[Records from a data collection]
PR #1151, opened 2025-03-07
make tslibs strptime, timedeltas, and timestamps pass with pyright-strict

MarcoGorelli:
towards #1133


MarcoGorelli:
thanks for your review!

> Then df.index will be unknown - we can't track the type, but you might pass it to some of those methods where we used the Index type

Yup - in that case, the inner type will be ignored. I've added a test for this anyway 👍

MarcoGorelli:
🤔 not sure what to make of the CI failure - we get `  /home/runner/work/pandas-stubs/pandas-stubs/pandas-stubs/_libs/tslibs/timestamps.pyi:19:21 - error: Type of "TimeZones" is unknown (reportUnknownVariableType)` but only on 3.11

tests/test_scalars.py
```diff
@@ -1273,6 +1283,8 @@ def test_timestamp_cmp() -> None:
 
     check(assert_type(ts > c_datetimeindex, np_ndarray_bool), np.ndarray, np.bool_)
     check(assert_type(ts <= c_datetimeindex, np_ndarray_bool), np.ndarray, np.bool_)
+    check(assert_type(ts > c_unknown_index, np_ndarray_bool), np.ndarray, np.bool_)
+    check(assert_type(ts <= c_unknown_index, np_ndarray_bool), np.ndarray, np.bool_)
```
Dr-Irv, line 1287: Interestingly, these are getting handled by the relational operators in `Index`.

Would be more complete to include them all, i.e., add `<`, `>=`, `==` and `!=`

MarcoGorelli: > these are getting handled by the relational operators in Index.

Ah, interesting! I hadn't realised that if an overload couldn't be matched, then the opposite operation from the right-hand-side would be used

updating now, thanks!

Dr-Irv (commented):
So in the other PR for `StringMethods`, I changed `DataFrame.__getitem__()` to return `UnknownSeries`, which allows matching it in an overload.

So here, I think if you change `DataFrame.index` to be `UnknownIndex` and use `UnknownIndex` instead of `Index[Any]` things would work.  Just a hunch.

MarcoGorelli:
ok thanks, i'll resume this when `UnknownIndex` and `UnknownSeries` are available

Dr-Irv:
> which I find bizarre because locally it passes for me even on 3.11 🤔

And it worked fine on Windows in CI.

I got it to work by taking the import of `TimeZones` out of `timestamps.pyi` and copying it from `_typing.pyi` into `timestamps.pyi` and then it got past the CI.  Not ideal.

So I am guessing that because `timestamps.pyi` is set up to be strict, but `_typing.pyi` i not, that is why it got confused.

But why that only happens on 3.11 on Mac and Ubuntu is really odd.

pandas-stubs/_libs/tslibs/strptime.pyi
```diff
@@ -1,3 +1,4 @@
+# pyright
```
Dr-Irv, line 1: don't think we need this

pandas-stubs/_libs/tslibs/timestamps.pyi
```diff
@@ -49,6 +49,9 @@ _Ambiguous: TypeAlias = bool | Literal["raise", "NaT"]
 _Nonexistent: TypeAlias = (
     Literal["raise", "NaT", "shift_backward", "shift_forward"] | Timedelta | timedelta
 )
+# Repeated from `_typing.pyi` so as to satisfy mixed strict / non-strict paths.
+# https://github.com/pandas-dev/pandas-stubs/pull/1151#issuecomment-2715130190
+TimeZones: TypeAlias = str | _tzinfo | None | int
```
Dr-Irv, line 54: Can you add a comment in `_typing.pyi` that says that `TimeZones` is duplicated here, in case we ever change it there, we know to change it here as well.

tests/test_scalars.py
```diff
@@ -1253,6 +1261,8 @@ def test_timestamp_cmp() -> None:
     c_np_dt64 = np.datetime64(1, "ns")
     c_dt_datetime = dt.datetime(year=2000, month=1, day=1)
     c_datetimeindex = pd.DatetimeIndex(["2000-1-1"])
+    # DatetimeIndex, but the type checker detects it to be Index[Unknown].
```
Dr-Irv, line 1264:
```suggestion
    # DatetimeIndex, but the type checker detects it to be UnknownIndex
```

tests/test_scalars.py
```diff
@@ -1358,6 +1372,13 @@ def test_timestamp_cmp() -> None:
         assert_type(ts != c_datetimeindex, np_ndarray_bool), np.ndarray, np.bool_
     )
     assert (eq_arr != ne_arr).all()
+    eq_arr = check(
+        assert_type(ts == c_unknown_index, np_ndarray_bool), np.ndarray, np.bool_
+    )
+    ne_arr = check(
+        assert_type(ts != c_unknown_index, np_ndarray_bool), np.ndarray, np.bool_
+    )
```
Dr-Irv, line 1380: can you add checks for the reverse operations, e.g., `c_unknown_index == ts` ?

tests/test_scalars.py
```diff
@@ -1313,6 +1325,8 @@ def test_timestamp_cmp() -> None:
 
     check(assert_type(ts >= c_datetimeindex, np_ndarray_bool), np.ndarray, np.bool_)
     check(assert_type(ts < c_datetimeindex, np_ndarray_bool), np.ndarray, np.bool_)
+    check(assert_type(ts >= c_unknown_index, np_ndarray_bool), np.ndarray, np.bool_)
+    check(assert_type(ts < c_unknown_index, np_ndarray_bool), np.ndarray, np.bool_)
```
Dr-Irv, line 1329: can you add checks for the reverse operations, i.e., with `c_unknown_index` on the LHS?

Dr-Irv (changes requested):
looks like we are getting closer.  I suggested a few extra tests and some other cleanup.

◆ EXERCISE BRIEF ◆
Every record shown above should appear again in your answer, unchanged.

◆ RESPONSE BELOW ◆
PR #1151, opened 2025-03-07
make tslibs strptime, timedeltas, and timestamps pass with pyright-strict

MarcoGorelli:
towards #1133


MarcoGorelli:
thanks for your review!

> Then df.index will be unknown - we can't track the type, but you might pass it to some of those methods where we used the Index type

Yup - in that case, the inner type will be ignored. I've added a test for this anyway 👍

MarcoGorelli:
🤔 not sure what to make of the CI failure - we get `  /home/runner/work/pandas-stubs/pandas-stubs/pandas-stubs/_libs/tslibs/timestamps.pyi:19:21 - error: Type of "TimeZones" is unknown (reportUnknownVariableType)` but only on 3.11

tests/test_scalars.py
```diff
@@ -1273,6 +1283,8 @@ def test_timestamp_cmp() -> None:
 
     check(assert_type(ts > c_datetimeindex, np_ndarray_bool), np.ndarray, np.bool_)
     check(assert_type(ts <= c_datetimeindex, np_ndarray_bool), np.ndarray, np.bool_)
+    check(assert_type(ts > c_unknown_index, np_ndarray_bool), np.ndarray, np.bool_)
+    check(assert_type(ts <= c_unknown_index, np_ndarray_bool), np.ndarray, np.bool_)
```
Dr-Irv, line 1287: Interestingly, these are getting handled by the relational operators in `Index`.

Would be more complete to include them all, i.e., add `<`, `>=`, `==` and `!=`

MarcoGorelli: > these are getting handled by the relational operators in Index.

Ah, interesting! I hadn't realised that if an overload couldn't be matched, then the opposite operation from the right-hand-side would be used

updating now, thanks!

Dr-Irv (commented):
So in the other PR for `StringMethods`, I changed `DataFrame.__getitem__()` to return `UnknownSeries`, which allows matching it in an overload.

So here, I think if you change `DataFrame.index` to be `UnknownIndex` and use `UnknownIndex` instead of `Index[Any]` things would work.  Just a hunch.

MarcoGorelli:
ok thanks, i'll resume this when `UnknownIndex` and `UnknownSeries` are available

Dr-Irv:
> which I find bizarre because locally it passes for me even on 3.11 🤔

And it worked fine on Windows in CI.

I got it to work by taking the import of `TimeZones` out of `timestamps.pyi` and copying it from `_typing.pyi` into `timestamps.pyi` and then it got past the CI.  Not ideal.

So I am guessing that because `timestamps.pyi` is set up to be strict, but `_typing.pyi` i not, that is why it got confused.

But why that only happens on 3.11 on Mac and Ubuntu is really odd.

pandas-stubs/_libs/tslibs/strptime.pyi
```diff
@@ -1,3 +1,4 @@
+# pyright
```
Dr-Irv, line 1: don't think we need this

pandas-stubs/_libs/tslibs/timestamps.pyi
```diff
@@ -49,6 +49,9 @@ _Ambiguous: TypeAlias = bool | Literal["raise", "NaT"]
 _Nonexistent: TypeAlias = (
     Literal["raise", "NaT", "shift_backward", "shift_forward"] | Timedelta | timedelta
 )
+# Repeated from `_typing.pyi` so as to satisfy mixed strict / non-strict paths.
+# https://github.com/pandas-dev/pandas-stubs/pull/1151#issuecomment-2715130190
+TimeZones: TypeAlias = str | _tzinfo | None | int
```
Dr-Irv, line 54: Can you add a comment in `_typing.pyi` that says that `TimeZones` is duplicated here, in case we ever change it there, we know to change it here as well.

tests/test_scalars.py
```diff
@@ -1253,6 +1261,8 @@ def test_timestamp_cmp() -> None:
     c_np_dt64 = np.datetime64(1, "ns")
     c_dt_datetime = dt.datetime(year=2000, month=1, day=1)
     c_datetimeindex = pd.DatetimeIndex(["2000-1-1"])
+    # DatetimeIndex, but the type checker detects it to be Index[Unknown].
```
Dr-Irv, line 1264:
```suggestion
    # DatetimeIndex, but the type checker detects it to be UnknownIndex
```

tests/test_scalars.py
```diff
@@ -1358,6 +1372,13 @@ def test_timestamp_cmp() -> None:
         assert_type(ts != c_datetimeindex, np_ndarray_bool), np.ndarray, np.bool_
     )
     assert (eq_arr != ne_arr).all()
+    eq_arr = check(
+        assert_type(ts == c_unknown_index, np_ndarray_bool), np.ndarray, np.bool_
+    )
+    ne_arr = check(
+        assert_type(ts != c_unknown_index, np_ndarray_bool), np.ndarray, np.bool_
+    )
```
Dr-Irv, line 1380: can you add checks for the reverse operations, e.g., `c_unknown_index == ts` ?

tests/test_scalars.py
```diff
@@ -1313,6 +1325,8 @@ def test_timestamp_cmp() -> None:
 
     check(assert_type(ts >= c_datetimeindex, np_ndarray_bool), np.ndarray, np.bool_)
     check(assert_type(ts < c_datetimeindex, np_ndarray_bool), np.ndarray, np.bool_)
+    check(assert_type(ts >= c_unknown_index, np_ndarray_bool), np.ndarray, np.bool_)
+    check(assert_type(ts < c_unknown_index, np_ndarray_bool), np.ndarray, np.bool_)
```
Dr-Irv, line 1329: can you add checks for the reverse operations, i.e., with `c_unknown_index` on the LHS?

Dr-Irv (changes requested):
looks like we are getting closer.  I suggested a few extra tests and some other cleanup.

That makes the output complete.